Cellphone video captured the unbelievable sight of a maroon Nissan Maxima clearly stuck under a truck hauling 50,000 pounds of carrots that continued driving up the remote canyon pass Wednesday at about 3:21 p.m. The driver in the sedan can be seen waving his hands for help behind a shattered windshield and crushed hood.
A California Highway Patrol statement said the truck was driving 30 mph northbound on Interstate 5, north of State Route 138, in the truck lane when it began to move into the left lane. The Maxima, while trying to pass into the left lane also, collided with the truck and became lodged, according to the CHP.
Witnesses said they thought the car had been dragged for miles, but CHP officials said the Maxima had been dragged for "approximately .7 of a mile."
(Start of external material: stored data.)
PR #2373, opened 2020-09-07
3/join browse button

falkodev:
# Browse button

## How to test

- in A3 demo, `npm run dev`
- have existing products, create or edit an article
- go to the `ungrouped` tab in the article, and click on "Browse"
- add, remove, reorder joined products
- check if `max` limit is respected
- check if existing joins are updated and saved correctly


boutell (approved):
Excellent! I tried hard to break this and I could not (:

I have opened a new ticket for editing the custom fields of the relationship, but what you have done here is very compatible with that.

stuartromanek:
Should this baked directly into `AposPiecesManager`? .. That means we're going to have to similarly bake it into the media manager.

Should chooser be its own modal subclass that imports either AposPiecesManager OR the media manager into it's modal body? If there were to be a third chooser interface a pattern like that would better accommodate it.

falkodev:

Brian Steimke posted the Facebook video, in which you can hear him saying in disbelief, "Look at that. Oh my God."
Other drivers honked to get the truck driver's attention, and one finally got in front to stop the truck.
Steimke approaches the truck driver, identified later by the California Highway Patrol as 62-year-old Pete Edward Maestas of Bakersfield, and asks him why he was driving so far.
"Dude, the guy was underneath your car!" Steimke is heard saying.
When the Maestas says he didn't know that, Steimke says "What do you mean you didn't know it, dude! He's on your truck!"
The driver of the sedan, identified as 34-year-old Javier A. Diaz Jr. of Oak Hills, he is just a bit sore from the collision and is simply happy to be home with his family.
CBS2/KCAL9 spoke to Jerrone Thomas who also took video of the bizarre incident as he drove home on the Cajon Pass Wednesday. Thomas said it appeared the truck driver has no idea there was a problem.
"He's dragging him for the better part of a mike, he's just unaware," he said, "I don't know."
Finally, Thomas decided to brake in front of the truck to get him to stop.
"I got in front of the truck and thought, here goes nothing and stopped the guy," he says.
According to the CHP, this crash is not considered a criminal incident. Officers on the scene did not detect any signs of impairment on the truck driver, and said the driver's log book appeared to be in compliance.
The CHP did tell CBS2's Tina Patel that the truck driver might still be cited for improperly changing lanes and causing the collision.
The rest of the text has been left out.